Before “This is my Life”, there was “Day to Day Crap”
Posted April 21st 2007
Sick
Ugh. Ick. Blech. I hate being sick. Too much stuff in too little time, and of course I get bombed with the fever missile of fatigue and blahs. So sick I actually watched romancing the stone and ate popcorn today. If that tells you anything.
Posted April 15th 2007
I am back!
And it isn’t freezing here, or snowing. I don’t need three layers of clothing just to exist. Not that I didn’t have a blast. I did, in more ways than one, including being blasted in the face by wind. A lot.
though of course when I came back we had crazy wind and a sick kitten to contend with. but i am happy to be home, and my other kitties weren’t mad that I was gone for so long. I missed them though. So if you missed me, and you want to see me, come to malediction tonight.
Posted April 3rd 2007
one of those days
Current mood: numb
I really miss my cats.
Badly. And all I want to do is curl up with my Purusha right now.

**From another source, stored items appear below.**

PR #500, opened 2026-05-08
Rework `runner.buildCommand()` method signature

malclocke:
This change reworks `runner.buildCommand` and `runner.CommandNameAndArgs` from taking a `[]string` argument to a `[]plan.TestCase` argument.

All the runners currently convert an array of `plan.TestCase` structs into an array of `string` and pass the string array into the methods above. This works for all the runners **except** for Jest, which needs access to an array of `plan.TestCase` instances to use the generic `runner.buildCommand` method.

The change in this PR will allow a rework of the Jest `Run` method to use `runner.buildCommand` in the same way as all the other runners.

### DIFF
--- a/internal/runner/jest.go
+++ b/internal/runner/jest.go
@@ -61,16 +61,12 @@ func (j Jest) GetFiles() ([]string, error) {
 func (j Jest) Run(result *RunResult, testCases []plan.TestCase, retry bool) error {
 	var cmd *exec.Cmd
 
-	testPaths := make([]string, len(testCases))
-	for i, testCase := range testCases {
-		testPaths[i] = testCase.Path
-	}
-
+	testPaths := pathsFromTestCases(testCases)
 	slices.Sort(testPaths)
 	testPaths = slices.Compact(testPaths)
 
 	if !retry {
-		commandName, commandArgs, err := j.CommandNameAndArgs(testPaths, false)
+		commandName, commandArgs, err := j.CommandNameAndArgs(testCases, false)
 		if err != nil {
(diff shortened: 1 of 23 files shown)


internal/runner/jest.go
```diff
@@ -61,16 +61,12 @@ func (j Jest) GetFiles() ([]string, error) {
...
-		testPaths[i] = testCase.Path
-	}
-
+	testPaths := pathsFromTestCases(testCases)
 	slices.Sort(testPaths)
 	testPaths = slices.Compact(testPaths)
 
 	if !retry {
-		commandName, commandArgs, err := j.CommandNameAndArgs(testPaths, false)
+		commandName, commandArgs, err := j.CommandNameAndArgs(testCases, false)
```
nprizal, line 69: The `!retry` case now uses the raw `testCases` without the sort/dedupe. I think that's fine since the `testCases` for initial run will be a unique test file paths from the test plan.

It’s cold here. Cold and rainy and windy and dark. Not nearly enough green, and not enough moon seen to charge my crystal.
I guess my friends’ cat is sick, but other than that I know very little about how mine are doing, aside from that within three days of my leaving, my Purusha started to hide all the time. Which upsets me, and breaks my heart, even though I knew he wouldn’t take it that well.

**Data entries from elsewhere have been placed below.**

PR #501, opened 2026-05-08
Bind BUILDKITE_PARALLEL_JOB_COUNT in `bktec plan` (TE-5745)

niceking:
### Description

`bktec plan` was silently dropping `BUILDKITE_PARALLEL_JOB_COUNT` because `parallelismFlag` was only registered in `runCommandFlags()`, not in `planCommandFlags()`. As a result, `cfg.Parallelism` stayed at its zero value, and the entire `Config` struct sent as the `env` payload to `filter_tests` had `"BUILDKITE_PARALLEL_JOB_COUNT": 0`. That trips the server's `return [] if @parallelism <= 0` guard in `TestFilesFilter#slow_files`, so split-by-example could never identify slow files when planning.

The fix is to add `parallelismFlag` to `planCommandFlags()` so the env var / `--parallelism` flag binds to `cfg.Parallelism` for `bktec plan`, the same way it does for `bktec run`.

### Context

- Linear: [TE-5745](https://linear.app/buildkite/issue/TE-5745/circle-buildkite-test-engine-split-by-example-not-producing-example)

### Changes

- `cli.go`: append `parallelismFlag` to `planCommandFlags()`.
- `cli_test.go`: add `TestPlanCommandIncludesParallelismFlag` regression test.
- `CHANGELOG.md`: note the fix under Unreleased.

### Testing

- `go build ./...`
- `go test ./...` — `TestPlanCommandIncludesParallelismFlag` passes; existing tests still pass.

### DIFF
--- a/CHANGELOG.md
+++ b/CHANGELOG.md
@@ -2,6 +2,7 @@
 
 ## Unreleased
 - Remove Pact contract testing for the Test Engine API. Consumer tests now use plain `httptest` fixtures (no behaviour change for users); the `internal/api/pacts/` directory, `pact-go` dependency, and `bin/{publish-pact,release-pact-version,pact-record-support-ended}` scripts have been deleted.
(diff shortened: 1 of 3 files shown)


niceking:
@codex review

nprizal (approved):
Looks good to me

As far as the rest of my cats, well, I guess they are fine because they are eating, and I have been told they are fine. Whatever that means. Doesn’t say much.
Give me a reason. To breathe, or something.
I am still here…maybe…maybe I am still asleep today.
Posted March 27th 2007
Leaving Soon!
Current mood: busy
Only one more day before Bowen and I hop on a plane and head out for Chicago for almost two weeks.
Last minute doctor’s appt. tomorrow, and the last of the house straightening up and packing and we’re good to go.
I’ve been to mexico 3 times, Yosemite, San Fran, (well, heck…truth be told I have been to most of the interesting places in California, but I didn’t get to hang out in Berkeley), Monterey Bay, Arizona, Las Vegas, and Florida to visit Bowen’s parents…
…and this is the first time I will be going anywhere long enough to immerse myself in a different kind of culture. I have no idea what to expect, except for knowing so many landmarks, and descriptions of places because Bowen has been telling me about since we met 7 years ago.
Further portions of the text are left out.